Do Bugs Speak? | Agile Alliance

Content By agilealliance .org
[*]

In this article, I will share how bug management and monitoring processes can be conducted in the best way to maximize the gain collected from the bugs by referring to my experiences. What type of aspects, dimensions or parameters hold valuable information, is investigated by mostly regarding the last project I was involved in.

1.      INTRODUCTION

Defect counts have traditionally been an indicator of product quality and a criterion for a release decision. But this is a very limited way to deal with bugs. By embracing digital defect management systems and the opportunity to learn from the bugs found on a product over time you can gain insights and use these to improve your internal processes as well as the product itself.

This paper is my personal story as a QA professional of how I learned to appreciate bugs rather than see them as something negative. In other words, how I started to listen to the bugs and act on what they were telling me.

2.      Background

This story took place during 2 years when I worked as a technical lead for a test automation team in Siemens. I represented the Turkey location in a global organization whose responsibility was to ensure quality for MindSphere, a cloud-based open IoT platform. I managed 18 people organizing the tasks to automate E2E cases, implementing API and UI automation cases and integrating them into CI/CD pipelines to be able to perform continuous testing activities.

Siemens launched MindSphere, which is a cloud based open IoT Platform, to develop solutions for industry automation like collecting data from processes and detecting improvement points in the industry life cycle. “MindSphere is a leading industrial IoT as a service solution developed by Siemens for applications in the context of the Internet of Things. MindSphere stores operational data and makes it accessible through digital applications to allow industrial customers to make decisions based on valuable factual information.” [1]

The project was driven with cutting edge technologies like XaaS: Everything as a Service (Both SaaS and PaaS), Cloud and EDGE Computing, Microservices architecture and IoT devices. It is developed by a globally distributed organization with teams in Germany, Hungary, Turkey, Austria, India and China.

In such a system with lots of subsystems, modules and units developed in a decentralized structure with new development approaches it is no surprise that we encountered a number of issues—bugs, change requests, weaknesses and risks were reported by the development, QA and operations teams and from our customers on the production environments.

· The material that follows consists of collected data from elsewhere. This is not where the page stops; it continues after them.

PR #1599, opened 2021-04-16
XWIKI-18542: AWM tests failing on chrome (#1598)

manuelleduc:
Moving to the top of the screen is required for the drag and drop action to work, but using sendKey(HOME) wasn't working on Chrome (the drag and drop action was performed while the scroll up is still moving). sendKey replaced with executeScript("window.scrollTo(0, 0)")
- scrollTo(int,int) moved to a dedicated method in XWikiWebDriver.
- Introducing a `scrollToTop` method in `ViewPage`.

### DIFF
--- a/xwiki-platform-core/xwiki-platform-appwithinminutes/xwiki-platform-appwithinminutes-test/xwiki-platform-appwithinminutes-test-pageobjects/src/main/java/org/xwiki/appwithinminutes/test/po/ApplicationClassEditPage.java
+++ b/xwiki-platform-core/xwiki-platform-appwithinminutes/xwiki-platform-appwithinminutes-test/xwiki-platform-appwithinminutes-test-pageobjects/src/main/java/org/xwiki/appwithinminutes/test/po/ApplicationClassEditPage.java
@@ -20,7 +20,6 @@
 package org.xwiki.appwithinminutes.test.po;
 
 import org.openqa.selenium.By;
-import org.openqa.selenium.Keys;
 import org.openqa.selenium.NotFoundException;
 import org.openqa.selenium.StaleElementReferenceException;
 import org.openqa.selenium.WebElement;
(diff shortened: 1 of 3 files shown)


xwiki-platform-core/xwiki-platform-appwithinminutes/xwiki-platform-appwithinminutes-test/xwiki-platform-appwithinminutes-test-pageobjects/src/main/java/org/xwiki/appwithinminutes/test/po/ApplicationClassEditPage.java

The bugs were typically coming from:

  • Integration of subsystems or units
  • Performance and scaling issues
  • Configuration or deployment issues
  • Wrong usage or testing
  • Nature of design or architecture
  • Reliability and security issues
  • Missing documentation

All bugs were recorded and managed in our issue-tracking tool, Jira.

3.      Why I Learned Bug Language

On the one hand, finding a lot of bugs feels annoying and disappointing. How could it not? Everyone in the team puts in an effort to develop the increment within a limited time frame. But as bugs are reported, development activities get slowed down by bug fixes. Moreover, the team may feel unable to produce working software.

However, bug-free software is inherently impossible. Some bugs were always expected. For sure, there is a cost associated with fixing them. But there is the other side of the medallion as well, the bright side: we can take advantage of the reported bugs that we have recorded.

Figure 1. Speaking with Bugs

The issues are eventually resolved, sooner or later. But in addition to removing the bugs from the product, what can be done to make use of them? Can we turn them into beneficial feedback channels? This is possible by listening to what the bugs are telling us. It is always like this; we can’t learn from someone or something unless we listen to them.

This is the moment when I decided to speak with bugs and collect information from them by listening to them. Because I noticed that there can be lots of valuable information that can be gathered over bugs. This is the “value of the bugs”, apart from the defect cost.

4.      Insights from Bug Talks

Don’t you believe that bugs speak? Let me share some conversations that I had with them.

4.1       Story of an Old Bug

Once a very aged bug said Hi to me. I met her after a tough root cause analysis. I sat together with developers to understand the root cause of an issue. After lots of findings, at the end of the way, she was sitting over there and looking at us:

“Why didn’t you come to me in the first place? I am here for a long while. If you called the most experienced guy who knows most about this issue, you would immediately see me.”

At that time, this beautiful bug was not considered as a major issue, but in time she got aged and had descendant bugs. The value she taught me is the importance of analyzing all the potential effects of bugs instead of forgetting them even if they are not major issues at that time.

4.2       The Sweet Escape

Another story is from a bug who somehow succeeded in escaping to production. He found me in the evening of a long deployment day.

In this particular deployment, fortunately all tests passed and we did not have to fix issues and repeat the activities. At least, we thought that was the case! But what is it!?! After the deployment was done to the customer site, the system was not up and running.

How was it possible? When I visited the customer site, the bug welcomed me and explained everything in detail! He said that “Even though all the features work properly under certain configurations, some other conditions can appear under different configurations.” 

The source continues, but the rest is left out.